# Leopard Gecko Clicking Noise



## Reptile-Joel (Jun 28, 2010)

I noticed when I remove my leopard gecko out of his viv and place him on my hand that he makes a strange little clicking noise in his throat. He does it usually when I stroke him. It's not the same noise he makes when I upturn him or make him unhappy but a slow clicking noise every so often, a bit like he has hickups I suppose. He seems perfectly healthy and I'm pretty sure he's always done it.
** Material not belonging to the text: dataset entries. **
PR #1068, opened 2026-09-04
feat(dut-network): add VLAN sub-interface and policy-based routing support

mangelajo:
## Summary

Add VLAN tagging and policy-based routing (PBR) to the `dut-network` driver, enabling DUTs to reach public networks through VLAN-tagged uplinks or untagged source-IP PBR.

## New Features

- **VLAN sub-interfaces**: `AddressEntry` gains `vlan_id` and `public_gateway` fields. When both are set, the driver creates a VLAN sub-interface on the upstream interface (e.g. `eth0.905`), assigns the public IP, and installs PBR rules so traffic from that DUT is routed through the VLAN gateway.

- **Untagged source-IP PBR**: Setting `public_gateway` without `vlan_id` installs PBR using `int(IPv4Address(dut_ip))` as the routing table ID — useful when no VLAN tag is needed but a non-default gateway is required.

- **Validation & safety**:
  - Warning emitted when `vlan_id` is set without `public_gateway` (VLAN created but no routing — probably misconfiguration)
  - Reserved kernel routing tables (0, 253, 254, 255) rejected at validation time for both tagged and untagged PBR
  - Invalid `public_gateway` IPs rejected

- **Runtime support**: `add_address` / `remove_address` properly tear down and rebuild VLAN interfaces, PBR rules, masquerade/1:1 NAT rules, and Docker FORWARD ACCEPT handles.

- **nftables**: Masquerade and 1:1 NAT extended with per-VLAN `nat_interfaces` so traffic egresses the correct interface.

### Unit tests (258 passed)
- `AddressEntry` validation (VLAN range, reserved tables, IPv4 requirement, gateway format)
- VLAN setup/teardown for masquerade and 1:1 modes
- Untagged PBR table-ID derivation and cleanup
- Runtime `_sync_nat` refreshes forward-chain handles and masquerade rules
- `iproute` helpers: create/delete VLAN, policy routes, IP rules
- `nftables`: `nat_interfaces` in masquerade and 1:1 rule generation

### E2E tests (data-plane verification)
- TCP echo through VLAN PBR
- TCP echo through untagged source-IP PBR
- Negative: VLAN-only peer unreachable without `public_gateway`

## Documentation
- README updated with configuration guide and YAML examples
- `exporter-vlan.yaml` example added
- E2E README updated with new test descriptions


python/packages/jumpstarter-driver-dut-network/jumpstarter_driver_dut_network/test_driver_integration.py
bennyz, line 1: we have both driver_test.py and test_driver.py - what is the difference?

mangelajo: true, that's a good question. Since we had different files I had not realized that we had the same in two forms.

so driver_tests.py seems to be doing integration tests (veth pairs, etc..) and test_driver.py has only unit tests.

I will rename this to test_driver_integration.py

python/packages/jumpstarter-driver-dut-network/jumpstarter_driver_dut_network/iproute.py
```diff
@@ -81,20 +102,111 @@ def remove_ip_alias(interface: str, ip: str, prefix_len: int) -> None:
...
+    )
+
+
+def add_ip_rule(from_ip: str, table: int, priority: int = 100) -> None:
+    """Add a policy routing rule sending traffic from *from_ip* to *table*."""
+    logger.info("Adding ip rule from %s table %d priority %d", from_ip, table, priority)
+    _run_priv(
+        ["ip", "rule", "add", "from", from_ip, "table", str(table), "priority", str(priority)],
+        check=False,
+    )
```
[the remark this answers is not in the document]
mangelajo: Fixed in 6b1ad469. `add_policy_route` and `add_ip_rule` now check the return code and raise `RuntimeError` on failure. "File exists" is tolerated for idempotency. The driver's `_setup_vlans_and_pbr` rolls back the routing table if `add_ip_rule` fails after `add_policy_route` succeeded. Added tests for both failure and idempotent-exists paths.

e2e/test/dut_network_test.go
```diff
@@ -255,39 +270,60 @@ var _ = Describe("DUT Network E2E Tests", Label("dut-network"), Ordered, Continu
...
+				pbrDutIP, "--public-gateway", extIP)
+			Expect(err).NotTo(HaveOccurred(), out)
+
+			addDutAddr(pbrDutIP)
+			defer func() {
+				delDutAddr(pbrDutIP)
+				_, _ = jmpShell("j", "dut-network", "remove-address", pbrDutIP)
+			}()
+
+			expectTCPEcho(dutNs, extNs, pbrDutIP, extIP, 9998)
```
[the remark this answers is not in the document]
mangelajo: Acknowledged — this is a valid observation: the test proves connectivity works *with* PBR configured but does not prove traffic actually used the PBR route vs. the main table. Making this truly verifiable would require an additional netns with a destination reachable only through the PBR gateway, which adds significant test plumbing. The current test still catches regressions where PBR *breaks* connectivity (e.g. routing loops or misconfigured rules). I'll leave this as a follow-up improvement.

python/packages/jumpstarter-driver-dut-network/jumpstarter_driver_dut_network/test_driver.py
```diff
@@ -548,3 +550,277 @@ def test_unresolvable_hostname_raises_during_setup(self, tmp_path: Path):
...
+        }]
+        _, mock_ip, mock_nft, _ = _make_driver(tmp_path, nat_mode="masquerade", addresses=addrs)
+        mock_ip.create_vlan_interface.assert_called_once_with("eth-up", 905)
+        mock_ip.set_interface_forwarding.assert_any_call("eth-up.905", True)
+        mock_ip.set_interface_rp_filter.assert_called_once_with("eth-up.905", 2)
+        mock_ip.add_ip_alias.assert_called_once_with("eth-up.905", "10.6.183.1", 24)
+        mock_ip.add_policy_route.assert_called_once_with("10.6.183.254", "eth-up.905", 905)
+        mock_ip.add_ip_rule.assert_called_once_with("192.168.100.125", 905, priority=100)
+        call_kwargs = mock_nft.apply_masquerade_rules.call_args[1]
+        assert call_kwargs["nat_interfaces"] == ["eth-up.905"]
```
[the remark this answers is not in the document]
mangelajo: This is a false positive. The test at line 633 covers a **single VLAN-tagged address**. In that scenario `nat_interfaces` should only contain the VLAN sub-interface (`eth-up.905`) because the base upstream (`eth-up`) already receives its masquerade rule through the standard `apply_masquerade_rules(dut_iface, upstream, subnet)` positional args. Adding `eth-up` to `nat_interfaces` too would double-masquerade the untagged path.

The `_outbound_interfaces()` method in the driver already handles the mixed case correctly — it includes `eth-up` only when at least one address has no VLAN. The existing `test_no_vlan_does_not_pass_nat_interfaces` test at line 636 verifies the untagged-only path, and the combination is tested at the integration level.

python/packages/jumpstarter-driver-dut-network/jumpstarter_driver_dut_network/iproute.py
```diff
@@ -81,20 +102,134 @@ def remove_ip_alias(interface: str, ip: str, prefix_len: int) -> None:
...
+    result = _run_priv(
+        ["ip", "route", "add", "default", "via", gateway, "dev", device,
+         "table", str(table), "onlink"],
+        check=False,
+    )
+    if result.returncode != 0:
+        stderr = result.stderr.strip()
+        if "File exists" in stderr:
+            logger.info("Policy route table %d already exists, skipping", table)
+        else:
```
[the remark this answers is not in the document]
mangelajo: Good catch — fixed in 06325674. Switched from `ip route add` to `ip route replace`, which is idempotent by design: identical routes are a no-op, and conflicting stale defaults are overwritten with the requested gateway/device. This eliminates the ambiguity of "File exists" entirely. Updated tests accordingly.

python/packages/jumpstarter-driver-dut-network/jumpstarter_driver_dut_network/driver.py
```diff
@@ -318,14 +399,185 @@ def _setup_network(self) -> None:
...
+
+        VLAN mappings use the VLAN ID so tagged traffic shares one table.
+        Untagged mappings use the DUT private IPv4 address as a unique
+        32-bit table ID (``from <ip> lookup <int(ip)>``).
+        """
+        if entry.vlan_id is not None:
+            return entry.vlan_id
+        return int(ipaddress.IPv4Address(entry.ip))
+
+    def _outbound_interfaces(self) -> list[str]:
```
bennyz, line 467: is it possible we are losing the upstream iface? 

in nftables.py there's:
    if upstream not in outbound:
        outbound.append(upstream)

mangelajo: I think we could specify or have auto detection, I will check if the logic is still valid or got perversed

mangelajo: So I looked at the code, and, in _outbound_interfaces(), a VLAN-only config intentionally returns just the VLAN sub-interfaces since there are no untagged DUTs, in this case no traffic needs to masquerade on the upstream. 

Then on the 1to1 path in nftables.py has the "if upstream not in outbound: outbound.append(upstream)" because 1:1 allows mixed mapped/unmapped entries, where unmapped DUTs still need the untagged upstream for fallback port for masquerade.

This makes me think though that it could make sense to declare 1to1 / snat / disabled per entry instead of globally.

mangelajo: I have documented this a bit better, and added some support comments in code.

python/packages/jumpstarter-driver-dut-network/jumpstarter_driver_dut_network/driver.py
```diff
@@ -318,14 +399,188 @@ def _setup_network(self) -> None:
...
+        """Create VLAN sub-interfaces, sysctls, IP aliases, and PBR rules."""
+        parent = self._vlan_parent()
+        if not parent:
+            return
+        for entry in self.addresses:
+            nat_if = self._nat_iface_for(entry)
+            if entry.vlan_id is not None:
+                name = nat_if
+                iproute.create_vlan_interface(parent, entry.vlan_id)
+                self._created_vlans.add(name)
```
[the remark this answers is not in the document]
mangelajo: This is ok, if such an interface would exist in an exporter it's very likely we created it, this is not general purpose software to run on a server.

python/packages/jumpstarter-driver-dut-network/jumpstarter_driver_dut_network/driver.py
```diff
@@ -318,14 +399,188 @@ def _setup_network(self) -> None:
...
+                        "VLAN interface %s is configured without policy-based "
+                        "routing, so DUT traffic may not egress via the VLAN",
+                        entry.ip,
+                        entry.vlan_id,
+                        name,
+                    )
+            if entry.public_gateway:
+                gateway = self._resolve_ip(entry.public_gateway)
+                table = self._pbr_table_id(entry)
+                iproute.add_policy_route(gateway, nat_if, table)
```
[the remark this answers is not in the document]
mangelajo: Same answer as for the other comment, this is not general software on a server, if such rules exist, it's probably because we created them. We should not over engineer this.

python/packages/jumpstarter-driver-dut-network/jumpstarter_driver_dut_network/iproute.py
```diff
@@ -81,20 +102,134 @@ def remove_ip_alias(interface: str, ip: str, prefix_len: int) -> None:
...
+            raise RuntimeError(
+                f"Failed to add ip rule (from {from_ip} table {table}): {stderr}"
+            )
+
+
+def delete_ip_rule(from_ip: str, table: int) -> None:
+    """Delete a policy routing rule previously added by :func:`add_ip_rule`."""
+    logger.info("Deleting ip rule from %s table %d", from_ip, table)
+    _run_priv(["ip", "rule", "del", "from", from_ip, "table", str(table)], check=False)
```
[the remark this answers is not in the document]
mangelajo: Same answer as for the other comment, this is not general software on a server, if such rules exist, it's probably because we created them. We should not over engineer this.

python/packages/jumpstarter-driver-dut-network/jumpstarter_driver_dut_network/driver.py
bennyz: So do we want to have a drop rule to the untagged iface traffic?

mangelajo: No, we need to use the untagged iface traffic under some conditions. (SNAT).

mangelajo:
@bennyz now it will keep the upstream interface on the masquerade interface list, and added an E2E test for that corner case we discussed (VLAN 1:1 mapping for a dut, but an extra device, or ... the device with unexpected mac address..) . Also handled a coderabbit cleanup/rollback request on setup failures.

bennyz:
> @bennyz now it will keep the upstream interface on the masquerade interface list, and added an E2E test for that corner case we discussed (VLAN 1:1 mapping for a dut, but an extra device, or ... the device with unexpected mac address..) . Also handled a coderabbit cleanup/rollback request on setup failures.

cool, thanks!

python/packages/jumpstarter-driver-dut-network/jumpstarter_driver_dut_network/driver.py
```diff
@@ -318,14 +399,195 @@ def _setup_network(self) -> None:
...
+
+    def _teardown_vlans_and_pbr(self) -> None:
+        """Reverse VLAN sub-interfaces, PBR rules, and custom routing tables."""
+        for from_ip, table in self._pbr_rules:
+            iproute.delete_ip_rule(from_ip, table)
+        self._pbr_rules.clear()
+        for table in list(self._pbr_tables):
+            iproute.flush_routing_table(table)
+        self._pbr_tables.clear()
+        for name in list(self._created_vlans):
```
bennyz, line 573: is it possible we delete stuff we didn't create?

python/packages/jumpstarter-driver-dut-network/jumpstarter_driver_dut_network/driver.py
```diff
@@ -318,14 +399,195 @@ def _setup_network(self) -> None:
...
+            if entry.vlan_id is not None:
+                name = self._vlan_name(entry.vlan_id)
+                if name not in result:
+                    result.append(name)
+        return result
+
+    def _setup_vlan_interface(self, parent: str, entry: "AddressEntry", name: str) -> None:
+        """Create a single VLAN sub-interface with sysctls, alias, and warnings."""
+        assert entry.vlan_id is not None
+        iproute.create_vlan_interface(parent, entry.vlan_id)
```
bennyz, line 492: maybe worth returning if we create the interface or it was already there so we clean only those we created?

python/packages/jumpstarter-driver-dut-network/jumpstarter_driver_dut_network/driver.py
bennyz: addressed in code

python/packages/jumpstarter-driver-dut-network/jumpstarter_driver_dut_network/driver.py
mangelajo: not a bad idea,

python/packages/jumpstarter-driver-dut-network/jumpstarter_driver_dut_network/driver.py
mangelajo: it could be, I will implement the extra flag you mentioned. But I think it would be quite a corner case, this is normally software to be run on a exporter. Perhaps makes sense for the use case of laptop-enabled exporter.

bennyz: yeah, i was thinking in case we have multiple exporters on the same sidekick for example, or is it not affected?

python/packages/jumpstarter-driver-dut-network/jumpstarter_driver_dut_network/driver.py
mangelajo: Ok, I was thinking about this. I think it's better to cleanup anyways.

For example, if an exporter crashes or it's forcefully killed, the interfaces will remain, then we never delete them.

I think I will document this behavior as warning on the README.md

python/packages/jumpstarter-driver-dut-network/jumpstarter_driver_dut_network/driver.py
```diff
@@ -113,6 +113,83 @@ def from_dict(cls, data: dict) -> "FilterConfig":
...
+            if not _VLAN_ID_MIN <= self.vlan_id <= _VLAN_ID_MAX:
+                raise ValueError(
+                    f"vlan_id must be between {_VLAN_ID_MIN} and {_VLAN_ID_MAX}, got {self.vlan_id}"
+                )
+        if self.public_gateway is not None:
+            try:
+                ipaddress.ip_address(self.public_gateway)
+            except ValueError as exc:
+                raise ValueError(
+                    f"public_gateway is not a valid IP address: {self.public_gateway!r}"
```
raballew, line 166: Does IPv6 cause `add_policy_route` to fail at runtime thus making NAT unusable for all DUTs until driver restart?

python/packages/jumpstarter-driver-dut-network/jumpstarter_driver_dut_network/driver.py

Anyone know what it is?


----------



## Salamanda (May 28, 2008)

sounds like it could be a respiritory problem.


----------



## Reptile-Joel (Jun 28, 2010)

Salamanda said:


> sounds like it could be a respiritory problem.


It's not constant


----------



## madmully (Mar 27, 2010)

I doubt its anything to worry about, sounds just like normal behaviour, part of their natural instincts, just letting you know their a bit nervous or bothered by something, Sleepy Dee has some good info on behaviour.


----------



## norfendz (Jun 30, 2008)

my male does this sometimes when i pick him up i call it him barking lol think its just when they feel a bit uneasy he never does it once hes settled on me and he knows hes not going to fall


----------



## suez (Jul 8, 2007)

clicking like that usually means he is not so happy at being handled.


----------



## Phil75 (Nov 29, 2010)

Ive had this aswell when i check my leo for eggs or turn them over. It sounds like a little snap, freaks me out. I always put them down when they do this as it seems like they are getting stressed out.

Phil


----------



## nuttybabez (Jul 21, 2007)

Its just a way of him letting you know hes not happy - a few of my males do this cos they are grumpy little buggers!! Its not a respiratory problem so don't panic.


----------



## GothGirl (Apr 9, 2008)

Its grumpy noise, don't worry about it. The leo equivalent of "Aww Muuuuuuuuuum!"


----------



## IzzieThompson (Dec 30, 2014)

My male does this too, when hes struggling to climb


----------